What is the one thing you hope readers take away reading this book?

MO: I hope they will see themselves in my story. I hope they feel something real. I hope they feel like they truly know me when they are done reading it. Ultimately, I hope that my readers will believe that peace is possible inside of themselves.

What are you working on next?

MO: I I have a series of books that I am developing. They include my photography and prose writing - much like what I am offering on my Instagram page now: https://www.instagram.com/megonan/

READ AN EXCERPT.

The doors opened behind me, and there they were: Darius, his wife, and their newborn baby. I really loved them, but I wasn’t sure if the feelings were still mutual. Where they used to see a friend, they now saw a project. As they inched closer, I sunk into the pew like a child who had greatly disappointed their parents. I felt myself shrinking into invisibility. They sat down and immediately started quoting Bible verses to me.

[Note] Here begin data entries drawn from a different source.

PR #470, opened 2023-05-26
Token supply improvement

tdroxler:
Following of [this PR](https://github.com/alephium/explorer-backend/pull/469)


app/src/main/scala/org/alephium/explorer/service/TokenSupplyService.scala
```diff
@@ -80,15 +79,20 @@ case object TokenSupplyService extends TokenSupplyService with StrictLogging {
...
+                                     scheduler: Scheduler): Future[Unit] = {
+    //Sync once on start to make sure we are up to date and then sync once a day at the given time.
+    syncOnce().map { _ =>
+      scheduler.scheduleDailyAt(
+        taskId = TokenSupplyService.productPrefix,
+        at = ZonedDateTime
+          .ofInstant(Instant.EPOCH, ZoneOffset.UTC)
+          .plusSeconds(scheduleTime.toSecondOfDay().toLong)
+      )(syncOnce())
+    }
```
simerplaha, line 94: Question: Could we run into a situation where a couple of days pass by without us knowing that this service is not running?

If a `synOnce()` run fails for whatever reason, the `Scheduler` simply logs the failure and does not reschedule for the next day. Right?

So, if a failure does occur and we wanna the cause, is our option only to search for the `Exception` in that day's log file? Or does the magic of devops notify us or a health check endpoint?

tdroxler: if `syncOnce` is failing we don't only log the error, we also[ report the failure to the execution context](https://github.com/alephium/explorer-backend/blob/8840602ae10345936efe614116136fcadf528b3d/app/src/main/scala/org/alephium/explorer/util/Scheduler.scala#L136-L138) . The app is then shutdown.
I just gave a try and manually failed inside the `syncOnce`, the app stops well.

simerplaha (approved):
👍🏼

polarker (approved):
LGTM

Issue #472, opened 2023-05-26
Use more models comming from the node.


tdroxler:
We have some duplicates, like `GroupIndex`, it could make sense to use the one comming from the node directly, trying to reduce the code base to maintain.

PR #473, opened 2023-06-02
Models from node

tdroxler:
A long and boring PR to review :sweat_smile: 
But commits should be well splitting and it's mostly about renaming the imports.

The goal is to remove the duplicates we have between the full node api and clean few other stuff.

Resolves: https://github.com/alephium/explorer-backend/issues/472

image

 Less lines of code to maintain :muscle:


simerplaha (approved):
💪🏼

simerplaha (approved):
💪🏼

PR #474, opened 2023-06-06
Add AppState `migrationsVersion` and `lastFinalizedInputTime` to `ExplorerInfo`

tdroxler:
The data in database is serialized to bytestring and it's complicated to get back the original value.


simerplaha (approved):
👍🏼

PR #641, opened 2022-02-25
Plugin implementation of basket handling wiht library

signedav:
After making library independent #640 It depends on that PR, so don't merge before.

“For the wages of sin is death, but the gift of God is eternal life in Christ Jesus our Lord” (Romans 6:23).

I knew the rhythm of conversation and lingo of converting people and keeping them within the reigns of righteousness. I’d been on the giving end before. So this quote didn’t make me question being gay. It just made me sad. I was no longer a soul or even a face— just a label.

I sat quietly, and as tears started to swell in my eyes, I looked down quickly to avoid showing them my vulnerability. When I first arrived at the chapel, I had every intention of proving to them there was nothing wrong with me and that I loved my girlfriend. How could there be anything wrong with love between two people?

They lectured on, “The Bible says that if you continue to participate in a homosexual lifestyle, you will burn in hell.”

They were trying to scare me, but hell was already all around me. It had chased me all day in every conversation like this one. These bringers of “truth” seemed urgently concerned for the life I would live after I died rather than my wellbeing in the moment. I just needed a hug.